Further, the government has reduced Basic Customs Duty (BCD) to zero on critical raw materials such as Ethylene Vinyl Acetate (EVA) and certain polymers used in the footwear and leather sectors. Similar duty relaxations have been extended to chemicals required by the tyre industry.
These measures are expected to lower input costs, improve competitiveness, and support domestic manufacturing growth.
Industry stakeholders have largely welcomed the DPIIT’s proactive approach, viewing it as a timely intervention to address structural challenges.
Manufacturers and industry associations have highlighted that faster approvals and reduced compliance burdens will enable companies to scale operations more efficiently. The reduction in customs duties is also expected to provide immediate financial relief, particularly for small and medium enterprises (SMEs).
Experts believe that such targeted interventions can significantly enhance India’s attractiveness as a manufacturing destination, especially as global companies look to diversify supply chains away from traditional hubs.
According to data released by the Ministry of Commerce and Industry, India’s manufacturing sector has shown steady growth but continues to face challenges related to input costs and infrastructure gaps.
Economists note that easing regulatory constraints can have a multiplier effect on industrial output. Faster project approvals, for instance, not only reduce delays but also improve capital efficiency.
A report by the World Bank highlights that regulatory simplification and infrastructure development are key drivers of industrial competitiveness in emerging economies.
Similarly, analysts at the NITI Aayog have emphasised the importance of supply chain resilience in sustaining long-term economic growth.
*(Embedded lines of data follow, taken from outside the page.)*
PR #164, opened 2019-03-21
Updating log settings for slow queries

blisteringherb:
This adds log settings so that we're capturing slow queries. We may want to change `log_statement` soon after we gather our slow query info so that we're not missing log entries. This will update the following settings:
`log_min_duration_statement`
`log_statement`
`log_duration`

Note: This will remove the `random_page_cost` and `work_mem` settings we have set up in QA since those aren't committed to master yet.

### DIFF
--- a/quasar/main.tf
+++ b/quasar/main.tf
@@ -264,6 +264,24 @@ resource "aws_db_parameter_group" "quasar-qa" {
     name  = "rds.force_ssl"
     value = "1"
   }
+
+  # Only log queries with a duration longer than this to get slow queries.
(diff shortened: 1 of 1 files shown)


blisteringherb:
It's supposed to make them less noisy. I was double checking the settings and ran across this Stack Overflow that suggested turning that setting to `none`. https://stackoverflow.com/questions/8414172/cannot-get-log-min-duration-statement-to-work/8425131#8425131

sheyd:
Sounds great! Apply and mergey merge!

In addition to regulatory relaxations, DPIIT has taken steps to stabilise energy supplies for key industries.
The allocation of industrial LPG for the paint sector has been increased to 70 percent of pre-March consumption levels. Meanwhile, gas supply for the glass industry has been stabilised at 80 percent of its average consumption.
These measures are crucial for industries that rely heavily on continuous energy supply for production processes. Any disruption in fuel availability can lead to significant operational losses and supply chain breakdowns.
By ensuring steady access to energy resources, the government aims to maintain production continuity and prevent cascading effects across sectors.
The latest DPIIT reforms are expected to have far-reaching implications for India’s industrial landscape. By addressing immediate challenges and improving regulatory efficiency, the measures could accelerate manufacturing growth and enhance supply chain resilience.
From an economic perspective, reduced input costs and faster approvals are likely to boost investment and increase production capacity. This, in turn, can contribute to job creation and export growth.
Politically, the move reinforces the government’s commitment to supporting industry and improving ease of doing business—key priorities in India’s economic agenda.
On the global stage, these reforms position India as a competitive alternative in the evolving supply chain ecosystem, particularly as companies seek to diversify manufacturing bases.
Looking ahead, experts suggest that sustained policy support and continuous monitoring will be essential to ensure the effectiveness of these measures. Further reforms may focus on digitising approval processes, enhancing logistics infrastructure, and strengthening domestic supply networks.
If implemented effectively, the current set of relaxations could serve as a foundation for broader structural changes, enabling India to emerge as a resilient and globally competitive manufacturing hub.